"You may wish you could put enough pressure on him that he would at least make you feel you were valuable enough that he won't let a "label" scare him down. I mean, seriously! I believe if you told him "no", he would say "Okay then, cheers!" and be gone on his own. Now, it may cause him to consider that MM has really changed and he needs to get a different game plan, IDK. " <<<<< can you explain again??
I was referring to him asking you why you had to put a label on it. You would prefer he clarify it so that you could find "closure" instead of analyzing it to death.......however, no matter how much you want him to value you......even to the point of you pressuring him into giving this trip a name or category or label......he won't do it. You want him to value you so much that it overcomes any fear he has of labeling a trip or relationship. (Your persistence is the same as pressure to him.). If you tell him you won't go (trying to pressure him into valuing you enough to step up), I think he would rather choose to say "Cheers" and leave without you. He would do it before he would man up and give you a decent answer to your request about how to categorize this overnight trip. He just wants you to agree to going without him having to call it anything. He would do without your company before he satisfied you with a glimmer of hope about the future. He does not want to be hooked.
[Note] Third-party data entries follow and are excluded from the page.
PR #4319, opened 2019-05-31
New Southbound ship sprites

beccabunny:
This PR, using the assets of the Southbound Shipyard ships, changes the original sprites into more detailed ones, which is more noticeble in the thumbnail view (but is different also on the top view). 
Some of the most different ones, that changed the structure a bit for a better look (on the left the new sprite, on the right the game one:
Dreadnought
comparison
Modified Argosy
comparison
Screenshot on Glaze
Senzanome
It also changes the hardpoints to fit the new images


AlbertNewton:
I personally love the new Dreadnought.
I always thought its nacelles would be giant, cuboid, thick blocks, until I saw the flimsy ship. This looks more realistic, and also a lot cooler, which are two things you rarely get together.

AlbertNewton:
After the edit that adds all of the new sprites, I've just picked my jaw up off the floor.

kikotheexile:
AND I HELPED (a little.)

solardawning:
That Argosy is beautiful. Incredible work on everything.

beccabunny:
@Pointedstick I should have corrected the fury, but the haulers didn't have that error. I think that the difference in them is only a visual effect caused by the subsurved bevel on the object itself

Wrzlprnft:
One thing that might be of interest, is that the vertex count is way higher on these models, to achieve a more realistic look with blender internal. If we add these, we might want to extend the wiki with a few hints on how to use a couple of modifoers to improve the shading with blender internal to these levels.

Pointedstick:
Could we get a High DPI PR too? I'd love to test this out.

beccabunny:
Yup, I forgot it. Tomorrow I will make the PR

tehhowch:
Links to the new assets are required in to merge this.

beccabunny:
https://drive.google.com/open?id=1S3uAj3z6zrGdCBQYh9vDRcrXTc-Xh_F4
The assets are here. @Pointedstick I also added the high DPI

UnciaPrima:
The Argosy and the Clipper are beautiful. Everything is less flat, it's much better! We need more venting grids on human ships :)

nylki:
This is a superb visual refresh, while still staying true to the original ship design! Great job @beccabunny, looking forward to see more of you!

Amazinite:
>I hope we can see a similar treatment for more of the human ships in the future. :)

That's the plan. This project to redesign the human ships/make them look generally better has been in the works for a while. The original attempt at it died off, but they were going for completely redesigning most of the ships. I much prefer this route of just adding more detail and maybe slightly redesigning certain features, though.

Pointedstick:
That was what I thought too. However in game I couldn't really tell the difference.

beccabunny:
@Pointedstick @MCOfficer I rescaled all the thumbnails from the original dimensions to be sure i didn't just half the dimension from the high DPI one, which probably caused them to be a bit more blurry; i didn't do the haulers and the type F series since they had alredy the 2x size when rendered. The dreadnought thumbnail, unfortunately, wasn't fixed by that method, but i noticed that by scaling it to a size 5 pixels wider it was much better. I also updated the high DPI of the dread to have the new dimension (no hardpoint needed further changes, since the modification was applied just to the thumbnail). In general, they should be less blurry now

Zitchas:
I agree. This is a very nice improvement.

beccabunny:
I forgot that the Bastion is Southbound apparently. I detailed it as well, and i added it to this PR. The high DPI PR has been updated as well. This image shows the old bastion on the left, and the new on the right
comparation
These are the new files of the bastion
[bastion.zip](https://github.com/endless-sky/endless-sky/files/3389670/bastion.zip)

Pointedstick:
I've been running with this since it was submitted and I just think the ships are gorgeous.

This has been open for a month and a half with lots of positive comments. I think it's time to merge it.

kikotheexile:
The right call imho for 9.10, this will let steam beta users see an actual, visual change some aspects of the game to reinforce the "hey things are still being refined, this isn't just good, but actively getting better." point.

Tadrix:
Love the new sprites.

The only problem, subjectively, I have with the new Bastion:
bast
The cockpit, to me, looks not like a canopy now, but a processor on a motherboard, with all those tiny legs. IMO, that's a potential automata accessory, not human.

As for the former pylons on the aft, formerly they looked like fuel tanks. Now… I have no idea what they are. And the new design making less sense than the old one is, in my opinion, bad. But the rest of the ship is great.

kikotheexile:
In what world would a combat centric ship have exposed fuel tank painted yellow on it's highest profile? Hyperspace fuel in endless sky is combustible, so one *not even lucky* shot on one of these brightly colored targets would instant kill the ship. 

They were never fuel tanks. There's no way in hell.

Zitchas:
Well, it is *possible* they were, it'd just be a *really bad* design decision. Which is a scarily common human trait.

kikotheexile:
I have a hard time believing that on a mechanical front as well, however. Considering each fuel tank that grants 1 jump worth of fuel takes up 8 tons of space. If these chunks of the sprite were indeed fuel tanks, the vast majority of the ship would be fuel storage, meaning its weight would be mostly fuel. 

Considering its cargo space and combat abilities, as well as default fuel storage amount? No way in hell.

Tadrix:
There's no way in hell warships would have half-exposed canopies in the fore, while relying on forward-shooting weapons. A lucky shot would instantly disable the ship. Yet, in ES, here we are, this is true even for the largest ships.

When talking aesthetics in ES, practicality often takes a back seat. Also, complaining about the lack of realism normally is *my job*, yet I'm not calling for redesigning *all* the ships in the game, since it wouldn't be Endless Sky any more.

kikotheexile:
look at it logically, using in universe examples. 

The closest analogue we have to fuel tanks are fuel pods, which are internal, and weigh 8 tons. 5 of them would be 40 tons. Each fuel pod is small enough to fit within a fighter without being seen. 

To imply that those exposed armor components are fuel pods would, from an in universe perspective, make zero sense. One of those pods alone could easily fit 500 jump fuel per, and there are 2 pods. This means that, by the logic of these being fuel pods, the bastions default fuel should be over 1,000. 

But with the stupid amount of internal cargo space open, why wouldn't you just expand fuel internally? Ya know, rather than putting a brightly colored explosive on the outside of your hull, on your ships most vulnerable profile.

I repeat, no way in hell those are fuel pods. There is zero logic to back it up in or out of universe unless southbound WANTED the bastion to die. They are armor components and, potentially, either cargo space or free outfit space, and to look cool to generate sales.

MCOfficer:
At which point did this stop being about the southbound redesign? i think becca did a great job, that's what my stomach tells me. i don't care if it looks like a bit like a fuel tank, we're a thousand years in the future so it could be anything.

Pointedstick:
Agreed. Let's move onto the next batch of ship redesigns! :)

kikotheexile:
I think Becca is currently still working on a mod, but after that I wanna say our next planned batch was BG, although it could have been the southern Birbs. Dunno what they decided on for sure, but I'm personally pushing for Betelgeuse

Tadrix:
Following the same logic, if it isn't a tank, in the Becca's design, we see an exposed chute where formerly an armoured shell was. For a warship it makes zero sense to have such opening (or remove the shell), inviting enemies to send a missile down that hole of a ship that isn't very manoeuvrable.

Anyway, as I said, it was a subjective opinion on one ship's looks and I didn't intend to have a longer argument. Overall, in the same subjective opinion, Becca did a great job.

LocalGod79:
heya, just thought i'd point out here that the boxwing was original art, and should not be moved into a section that denotes M.Z. derivative works within the copyright.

Hope that explains it better.
Look MM, it doesn't matter how much we want you to keep your dignity and hold out till he cries "uncle", it is what makes you feel right.....happy....and cherished. If this man does it for you, then it is your free choice to do whatever you want. You don't have to do what we want you to do. I think you have grown just enough to want what you deserve.....which is respect. You want the man you love to show you some freaking respect!!! Why does it seem so hard for him to do? Everyone wants to feel they are valuable to the people they love most in the world. It is not too much to expect. Neither should it be compromised......nor sacrificed. Did you hear that, MM? Do not sacrifice your self value for his love.....b/c if he really loves you then he should value you. That is what love truly is, don't you think? And if it is just his way of loving......then ask the question, "At what price?". How much are you willing to pay for his way of loving? If getting his love costs you your self worth (dignity, value, respect) are you willing to pick up the tab?
It is not about what you feel should work in your M. It is about doing the work that gets the right results. Do what works!